Log filename string can be whatever you want :

  • prefixlog is the constant string in your logfile (ex : access_log),
  • day is a two digits number (from 01 to 31),
  • smallday is a number (from 1 to 31),
  • month is a 2 digits number (from 01 to 12),
  • smallmonth is a number (from 1 to 12),
  • lettermonth is a 3 letters string with first upper (from Jan to Dec),
  • year is 4 digits number (ex : 1998)
  • smallyear is 2 digits number (ex : 98)
  • rotate is the Apache rotation index number (ex : 4)
  • and suffix is the compression extension used by on your system (ex : gz or zip).
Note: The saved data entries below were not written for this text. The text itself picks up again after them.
PR #2887, opened 2022-04-01
Add an access-tracking cache to be used in rules

### LINKED ISSUE #2084: Javascript based rules lack the ability for global variables

### LINKED ISSUE #2881: Move shared cache from jsscripting to core
JSScripting has a [shared cache implementation](https://github.com/openhab/openhab-addons/blob/4f4dfcca20f39c2d8ed059b67e1dba09c9c83957/bundles/org.openhab.automation.jsscripting/src/main/java/org/openhab/automation/jsscripting/internal/scope/SharedCache.java) that is interesting and could be useful for other scripting languages.

Currently to take advantage of this feature, one must install jsscripting addon then call `scriptExtension.importPreset('cache')` from another scripting language. By moving this to core, installing jsscripting addon is not required just to get this functionality.

The alternative is to duplicate this within other scripting addons, e.g. the one I'm interested in is jrubyscripting addon.

Thoughts, @jpg0?

### LINKED ISSUE #2943: Reloading a DSL-rule file doesn't clear old scheduled timers
When I have a DSL-rule that does something like this:

```
	mytimer = createTimer(now.plusSeconds(60)) [|
		MyItem.sendCommand(ON)
		mytimer = null
	]
```

and the rule file is modified/reloaded after the timer has been scheduled but before it was executed there is an error thrown:

```
Scheduled job failed and stopped
java.lang.reflect.UndeclaredThrowableException: null
        at com.sun.proxy.$Proxy128.apply(Unknown Source) ~[?:?]
        at org.openhab.core.model.script.actions.ScriptExecution.lambda$0(ScriptExecution.java:82) ~[?:?]
        at org.openhab.core.internal.scheduler.SchedulerImpl.lambda$12(SchedulerImpl.java:184) ~[?:?]
        at org.openhab.core.internal.scheduler.SchedulerImpl.lambda$1(SchedulerImpl.java:87) ~[?:?]
        at java.util.concurrent.Executors$RunnableAdapter.call(Executors.java:515) [?:?]
        at java.util.concurrent.ScheduledThreadPoolExecutor$ScheduledFutureTask.run(ScheduledThreadPoolExecutor.java:304) [?:?]
Caused by: org.openhab.core.model.script.engine.ScriptExecutionException: The name '<unkown>' cannot be resolved to an item or type; line 0, column 0
        at org.openhab.core.model.script.interpreter.ScriptInterpreter.invokeFeature(ScriptInterpreter.java:141) ~[?:?]
        at org.eclipse.xtext.xbase.interpreter.impl.XbaseInterpreter._doEvaluate(XbaseInterpreter.java:1008) ~[?:?]
        at org.eclipse.xtext.xbase.interpreter.impl.XbaseInterpreter._doEvaluate(XbaseInterpreter.java:971) ~[?:?]
        at org.eclipse.xtext.xbase.interpreter.impl.XbaseInterpreter.doEvaluate(XbaseInterpreter.java:247) ~[?:?]
        at org.openhab.core.model.script.interpreter.ScriptInterpreter.doEvaluate(ScriptInterpreter.java:226) ~[?:?]
        at org.eclipse.xtext.xbase.interpreter.impl.XbaseInterpreter.internalEvaluate(XbaseInterpreter.java:227) ~[?:?]
        at org.eclipse.xtext.xbase.interpreter.impl.XbaseInterpreter._doEvaluate(XbaseInterpreter.java:874) ~[?:?]
        at org.eclipse.xtext.xbase.interpreter.impl.XbaseInterpreter.doEvaluate(XbaseInterpreter.java:243) ~[?:?]
        at org.openhab.core.model.script.interpreter.ScriptInterpreter.doEvaluate(ScriptInterpreter.java:226) ~[?:?]
        at org.eclipse.xtext.xbase.interpreter.impl.XbaseInterpreter.internalEvaluate(XbaseInterpreter.java:227) ~[?:?]
        at org.eclipse.xtext.xbase.interpreter.impl.XbaseInterpreter._doEvaluate(XbaseInterpreter.java:475) ~[?:?]
        at org.eclipse.xtext.xbase.interpreter.impl.XbaseInterpreter.doEvaluate(XbaseInterpreter.java:251) ~[?:?]
        at org.openhab.core.model.script.interpreter.ScriptInterpreter.doEvaluate(ScriptInterpreter.java:226) ~[?:?]
        at org.eclipse.xtext.xbase.interpreter.impl.XbaseInterpreter.internalEvaluate(XbaseInterpreter.java:227) ~[?:?]
        at org.eclipse.xtext.xbase.interpreter.impl.XbaseInterpreter.evaluate(XbaseInterpreter.java:213) ~[?:?]
        at org.eclipse.xtext.xbase.interpreter.impl.ClosureInvocationHandler.doInvoke(ClosureInvocationHandler.java:47) ~[?:?]
        at org.eclipse.xtext.xbase.interpreter.impl.AbstractClosureInvocationHandler.invoke(AbstractClosureInvocationHandler.java:30) ~[?:?]
        ... 10 more
```

I would expect that upon unloading the outstanding timers are cleared so that there is no attempt to execute them when they are gone.

J-N-K:
Closes #2084
Closes #2881 
Closes #2943 
Depends on #2886

This implements option 1 that was discussed in #2084 (which seems to be what most comments prefer). It is remotely based on the code here: https://github.com/openhab/openhab-addons/blob/4f4dfcca20f39c2d8ed059b67e1dba09c9c83957/bundles/org.openhab.automation.jsscripting/src/main/java/org/openhab/automation/jsscripting/internal/scope/SharedCache.java.

Two separate key-value-caches are implemented:

1. `privateCache`: It is created per `scriptIdentifier` and can only be accessed from the same script. It is not cleared between two subsequent runs of a rule but removed when the script is unloaded. This can be used e.g. to store timers. 

2. `sharedCache`: It is shared between all scripts. Every access to a certain key in the cache is tracked. The key is removed from the map if all scripts that ever accessed (`put` or `get`) that key have been unloaded.

Since script unloading is tracked by the framework nothing special needs to be done in the script itself. That makes it usable also in UI rules, where `scriptUnloaded` is not available.

~~I am currently investigating if I can auto-cancel `ScheduledFutures` and `Timer` when a key is removed (i.e. the last script that used the key was unloaded).~~ `ScheduledFuture<?>` and `Timer` objects are cancelled when the script is unloaded in a private cache or if the last accessor was removed in the shared cache. They are not cancelled on `remove` because I might be that the script wants to use it or take special actions before cancellation.

@jpg0: do you think the preset name `cache` should be changed, so that we do not run into conflicts? I changed the case of the `sharedcache` to be more consistent with the camel-case we use in general. As an alternative, I could implement `sharedcache` as an alias to `sharedCache` and log a warning if that is used instead of the new name. The old name could then be removed in a later version.

### DIFF
--- a/bundles/org.openhab.core.automation.module.script.rulesupport/src/main/java/org/openhab/core/automation/module/script/rulesupport/shared/ValueCache.java
+++ b/bundles/org.openhab.core.automation.module.script.rulesupport/src/main/java/org/openhab/core/automation/module/script/rulesupport/shared/ValueCache.java
@@ -21,7 +21,6 @@ import org.eclipse.jdt.annotation.Nullable;
  * The {@link ValueCache} can be used by scripts to share information between subsequent runs of the same script or
  * between scripts (depending on implementation).
  *
- *
  * @author Jan N. Klug - Initial contribution
  */
 @NonNullByDefault
--- a/bundles/org.openhab.core.automation.module.script.rulesupport/src/main/java/org/openhab/core/automation/module/script/rulesupport/shared/ValueCache.java
+++ b/bundles/org.openhab.core.automation.module.script.rulesupport/src/main/java/org/openhab/core/automation/module/script/rulesupport/shared/ValueCache.java
@@ -1,0 +1,66 @@
+/**
+ * Copyright (c) 2010-2022 Contributors to the openHAB project
+ *
+ * See the NOTICE file(s) distributed with this work for additional
+ * information.
+ *
+ * This program and the accompanying materials are made available under the
+ * terms of the Eclipse Public License 2.0 which is available at
+ * http://www.eclipse.org/legal/epl-2.0
+ *
+ * SPDX-License-Identifier: EPL-2.0
+ */
+package org.openhab.core.automation.module.script.rulesupport.shared;
+
+import java.util.function.Supplier;
+
+import org.eclipse.jdt.annotation.NonNullByDefault;
+import org.eclipse.jdt.annotation.Nullable;
+
+/**
+ * The {@link ValueCache} can be used by scripts to share information between subsequent runs of the same script or
+ * between scripts (depending on implementation).
+ *
+ *
+ * @author Jan N. Klug - Initial contribution
+ */
+@NonNullByDefault
+public interface ValueCache {
+
+    /**
+     * Add a new key-value-pair to the cache. If the key is already present, the old value is replaces by the new value.
+     *
+     * @param key a string used as key
+     * @param value an {@code Object} to store with the key
+     * @return the old value associated with this key or {@code null} if key didn't exist
+     */
+    @Nullable
+    Object put(String key, Object value);
+
+    /**
+     * Remove a key (and its associated value) from the cache
+     *
+     * @param key the key to remove
+     * @return the previously associated value to this key or {@code null} if key not present
+     */
+    @Nullable
+    Object remove(String key);
+
+    /**
+     * Get a value from the cache
+     *
+     * @param key the key of the requested value
+     * @return the value associated with the key or {@code null} if key not present
+     */
+    @Nullable
+    Object get(String key);
+
+    /**
+     * Get a value from the cache or create a new key-value-pair from the given supplier
+     *
+     * @param key the key of the requested value
+     * @param supplier a supplier that returns a non-null value to be used if the key was not present
+     * @return the value associated with the key
+     */
+    Object get(String key, Supplier<Object> supplier);
+}
--- a/bundles/org.openhab.core.automation.module.script.rulesupport/src/main/java/org/openhab/core/automation/module/script/rulesupport/internal/CacheScriptExtension.java
+++ b/bundles/org.openhab.core.automation.module.script.rulesupport/src/main/java/org/openhab/core/automation/module/script/rulesupport/internal/CacheScriptExtension.java
@@ -1,0 +1,206 @@
+/**
+ * Copyright (c) 2010-2022 Contributors to the openHAB project
+ *
+ * See the NOTICE file(s) distributed with this work for additional
+ * information.
+ *
+ * This program and the accompanying materials are made available under the
+ * terms of the Eclipse Public License 2.0 which is available at
+ * http://www.eclipse.org/legal/epl-2.0
+ *
+ * SPDX-License-Identifier: EPL-2.0
+ */
+package org.openhab.core.automation.module.script.rulesupport.internal;
+
+import java.util.Collection;
+import java.util.HashMap;
+import java.util.HashSet;
+import java.util.Map;
+import java.util.Objects;
+import java.util.Set;
+import java.util.concurrent.locks.Lock;
+import java.util.concurrent.locks.ReentrantLock;
+import java.util.function.Supplier;
+
+import org.eclipse.jdt.annotation.NonNullByDefault;
+import org.eclipse.jdt.annotation.Nullable;
+import org.openhab.core.automation.module.script.ScriptExtensionProvider;
+import org.openhab.core.automation.module.script.rulesupport.shared.ValueCache;
+import org.osgi.service.component.annotations.Component;
+import org.slf4j.Logger;
+import org.slf4j.LoggerFactory;
+
+/**
+ * The {@link CacheScriptExtension} extends scripts to use a cache shared between rules
+ *
+ * @author Jan N. Klug - Initial contribution
+ */
+@Component(immediate = true)
+@NonNullByDefault
+public class CacheScriptExtension implements ScriptExtensionProvider {
+    static final String PRESET_NAME = "cache";
+    static final String SHARED_CACHE_NAME = "sharedCache";
+    static final String PRIVATE_CACHE_NAME = "privateCache";
+
+    private final Logger logger = LoggerFactory.getLogger(CacheScriptExtension.class);
+
+    private final Lock cacheLock = new ReentrantLock();
+    private final Map<String, Object> sharedCache = new HashMap<>();
+    private final Map<String, Set<String>> sharedCacheKeyAccessors = new HashMap<>();
+
+    private final Map<String, ValueCacheImpl> privateCaches = new HashMap<>();
+
+    public CacheScriptExtension() {
+    }
+
+    @Override
+    public Collection<String> getDefaultPresets() {
+        return Set.of();
+    }
+
+    @Override
+    public Collection<String> getPresets() {
+        return Set.of(PRESET_NAME);
+    }
+
+    @Override
+    public Collection<String> getTypes() {
+        return Set.of(PRIVATE_CACHE_NAME, SHARED_CACHE_NAME);
+    }
+
+    @Override
+    public @Nullable Object get(String scriptIdentifier, String type) throws IllegalArgumentException {
+        if (SHARED_CACHE_NAME.equals(type)) {
+            return new TrackingValueCacheImpl(scriptIdentifier);
+        } else if (PRIVATE_CACHE_NAME.equals(type)) {
+            return privateCaches.computeIfAbsent(scriptIdentifier, ValueCacheImpl::new);
+        }
+
+        return null;
+    }
+
+    @Override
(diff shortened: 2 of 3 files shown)


jpg0:
@J-N-K tbh I have not been very careful with naming in the past because:

- I personally always explicitly import everything as I've had huge issues in the past with these implicit things clashing
- There has not been much care taken here so far in naming - for example `event` is surely one of the most used variable names possible!
- Any add-on can just insert it's own new preset with whatever name it chooses at whatever time it chooses and cause clashes

As you are probably aware I have been against auto-importing these symbols due to these issues - however as both (auto-import and common names) things have already happened, my view now is that to remediate the problem we now should try to be clear to the user when a clash actually occurs (most likely by hooking into the JS engine) if it becomes a problem. (This hasn't been done.)

As for the immediate concern, I appreciate the concern of clashing with existing scripts but also fear needing to come up with more and more obscure preset names as we introduce additional ones. Not sure where we should draw the line though.

J-N-K:
@openhab/core-maintainers As this is a much requested feature it would be great if someone could find the time to review. About half of the changed lines are tests.

jimtng:
Could this make it into 3.4?

florian-h05:
This is also on our "wishlist" at JS Scripting, as well as it is closing 3 issues at once.

@openhab/core-maintainers Would be great if it could make it into 3.4.0.

rkoshak:
I'll chime in. From the end user's perspective, this will be very important to universally support many use cases that are only possible through sharing variables between script actions and conditions or preserving variables between runs of a single script action/condition.

I've been anticipating this PR's merge for some time. It would be awesome if we could get it into 3.4 release.

jimtng:
Who do we need to ping? Perhaps this is overlooked?

florian-h05:
I already pinged the core maintainers, if we want to, we can also explicitely ping kaikreuzer, cweitkamp or wborn.

J-N-K:
It seems that there is an issue with using this new feature in JSScripting as well as DSL rules. @florian-h05, do you know how to import additional presets? According to the [JSR223 documentation](https://www.openhab.org/docs/configuration/jsr223.html) this should work via `scriptExtension.importPreset` but `scriptExtension` (or its alias `se`) seems to be unavailable in JSScripting. In Groovy the following works:

```
import org.openhab.core.automation.*
import org.openhab.core.automation.module.script.rulesupport.shared.simple.*
import org.openhab.core.config.core.Configuration

scriptExtension.importPreset("RuleSupport")
scriptExtension.importPreset("RuleSimple")
scriptExtension.importPreset("cache")

def sRule = new SimpleRule() {
    Object execute(Action module, Map<String, ?> inputs) {
	    sharedCache.put("x", "y")
    }
}
sRule.setTriggers([
    TriggerBuilder.create()
        .withId("aTimerTrigger")
        .withTypeUID("timer.GenericCronTrigger")
        .withConfiguration(new Configuration([cronExpression: "0 * * * * ?"]))
        .build()
    ])

automationManager.addRule(sRule)
```

jpg0:
@J-N-K you can reference it like this:
```
const { cache } = require('@runtime/Defaults');
```
(assuming that it's in the default set of presets)

florian-h05:
@J-N-K 
AFAIK, you are right that `scriptExtension` is not available, but reading throught https://github.com/openhab/openhab-addons/blob/622654ff1d020454c60980ccfc500905f7f2c068/bundles/org.openhab.automation.jsscripting/src/main/java/org/openhab/automation/jsscripting/internal/ScriptExtensionModuleProvider.java, I think it should be possible to import the cache using `require('@runtime/cache')` (as it is not in the default preset, but in the `cache` preset).

J-N-K:
Thanks, I can confirm that

```
var { sharedCache } = require("@runtime/cache")

console.log(sharedCache.get("x"))
```

successfully logs `y` which is the value set in the Groovy script. So it works across languages, just DSL needs to be figured out. I'm currently not sure how to implement the `privateCache`, the `sharedCache` seems to be possible.

J-N-K:
I also found a way to make the cache available in DSL. It feels a bit like an ugly hack, so I would prefer to do that in another PR, as it‘ll most likely be a longer review process.

florian-h05:
So this is finished and ready for review now?

J-N-K:
Yes, it‘s also rebased and confirmed working with latest changes to automation.

bundles/org.openhab.core.automation.module.script.rulesupport/src/main/java/org/openhab/core/automation/module/script/rulesupport/shared/ValueCache.java
```diff
@@ -0,0 +1,66 @@
...
+import java.util.function.Supplier;
+
+import org.eclipse.jdt.annotation.NonNullByDefault;
+import org.eclipse.jdt.annotation.Nullable;
+
+/**
+ * The {@link ValueCache} can be used by scripts to share information between subsequent runs of the same script or
+ * between scripts (depending on implementation).
+ *
+ *
```
wborn, line 24:
```suggestion
 *
```

wborn (approved):
Very nice! :+1: Let's do some testing with a bigger audience. :rocket:
Can you also create a PR to add some docs for this?

wborn:
Is the plan now also to remove the existing [SharedCache](https://github.com/openhab/openhab-addons/blob/e979be49114a0e9f234f19ce57b9e11cc2b4493a/bundles/org.openhab.automation.jsscripting/src/main/java/org/openhab/automation/jsscripting/internal/scope/SharedCache.java) from the jsscripting add-on to prevent "user cache confusion"?

florian-h05:
> Is the plan now also to remove the existing [SharedCache](https://github.com/openhab/openhab-addons/blob/e979be49114a0e9f234f19ce57b9e11cc2b4493a/bundles/org.openhab.automation.jsscripting/src/main/java/org/openhab/automation/jsscripting/internal/scope/SharedCache.java) from the jsscripting add-on to prevent "user cache confusion"?

Yes, but the coexistence should not lead to real user confusion, as the SharedCache is not documented directly and only exposed through the helper library.
I just need to figure out how to handle both the shared and the private cache in the JavaScript library whilst not breaking existing installations.
I‘ll think about this and probably ping a few people to get their opinion.

florian-h05:
@J-N-K Does the cancellation of timers work for you in JS Scripting?

I am using the following script, and I can edit it and save it, openHAB reloads the script, but the timer runs (you need to have a look at the log timestamps, there should run no timer 15 seconds after the first reload of the script):

```javascript
const { privateCache } = require('@runtime/cache');
const { actions, time } = require('openhab');

console.log(privateCache.get('timer'));

const timer = actions.ScriptExecution.createTimer(time.toZDT().plusSeconds(15), () => {
  console.warn('Timer ran.');
})

privateCache.put('timer', timer);
```

Log: 
```
19:35:58.228 [INFO ] [port.loader.AbstractScriptFileWatcher] - Loading script '/etc/openhab/automation/js/test.js'
19:35:59.221 [INFO ] [penhab.automation.script.file.test.js] - null
19:36:06.185 [INFO ] [port.loader.AbstractScriptFileWatcher] - Loading script '/etc/openhab/automation/js/test.js'
19:36:07.172 [INFO ] [penhab.automation.script.file.test.js] - null
19:36:14.223 [WARN ] [penhab.automation.script.file.test.js] - Timer ran.
19:36:22.172 [WARN ] [penhab.automation.script.file.test.js] - Timer ran.
```

J-N-K:
Can't work, because the import is wrong.

PR #2893, opened 2022-04-03
Reduce Mockito stubbing warnings

### LINKED ISSUE #2892: Reduce Mockito warnings
A lot of unit tests currently use 

```
@MockitoSettings(strictness = Strictness.WARN)
```

which produces a ton of „Unused“ warning for stubbings which are created in a `@BeforeEach` method but not used in every `@Test`. In my opinion warnings should only be printed for conditions that need attention and this is not the case here. It just makes the build output harder to analyze.

I therefore suggest to change to

```
@MockitoSettings(strictness = Strictness.LENIENT)
```

WDYT?

J-N-K:
Closes #2892 


wborn (approved):
Thanks for the noise reduction!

Example of supported string filename :

  • access.log.2.gz : %prefixlog.%smallmonth
  • access_log.1998Mar.gz : %prefixlog.%year%lettermonth
  • 1998.03.10.raw.zip : %year.%month.%day.%prefixlog
  • log.03-12-1998.gz : %prefixlog.%day-%month-%year
  • in.9904 : %prefixlog.%smallyear%month

One file One file compressed Apache rotation Daily Daily compressed Monthly Monthly compressed
%prefixlog %prefixlog %prefixlog.%rotate %prefixlog.%year%month%day %prefixlog.%lettermonth-%day-%year %prefixlog.%year%month %prefixlog.%smallyear-%lettermonth
access_log access_log.gz access.log.4.gz
access.log.3.gz
access.log.2.gz
access.log.1
access.log
access_log.19990303
access_log.19990304
access_log.19990305
access_log.19990306
access_log
access.Apr-22-1999.zip
access.Apr-23-1999.zip
access.Apr-24-1999.zip
access.Apr-25-1999.zip
access
access_log.199903
access_log.199904
access_log.199905
access_log.199906
access_log
access_log.99-Oct.gz
access_log.99-Nov.gz
access_log.99-Dec.gz
access_log.00-Jan.gz
access_log


Compressed files
A number of ISP are providing logfile in a compressed format to save space.
Use $zip = 1 to tell W3Perl you are using compressed logfiles.
If $zipcut is set to 1, the package will search for monthly compressed logfiles, is set to 2 in the configuration file, daily logfiles will be used. Setting this value to 3 mean you're using Apache rotation logfiles.


Save space
If you are using one big logfile and want to save disk space, you can use squeezelog to cut and compress the log file each month. Compression rate is around 90% of the initial file saving a lots of disk space.
These replace the rotate-log utility provided with httpd server. If you are running IIS, using a monthly logfile would be my best choice.
W3Perl will also run faster as it will have only to scan the current month logfile.

You need to edit squeezelog file and configure it with your own system. The prog should be added in your crontab and executed once every first day of each month.

Example :
01 00 1 * * /usr/local/bin/perl /norfolk/www-data/w3perl/squeezelog

(if the logfiles are owned by root, you should ask your administration system to install squeezelog).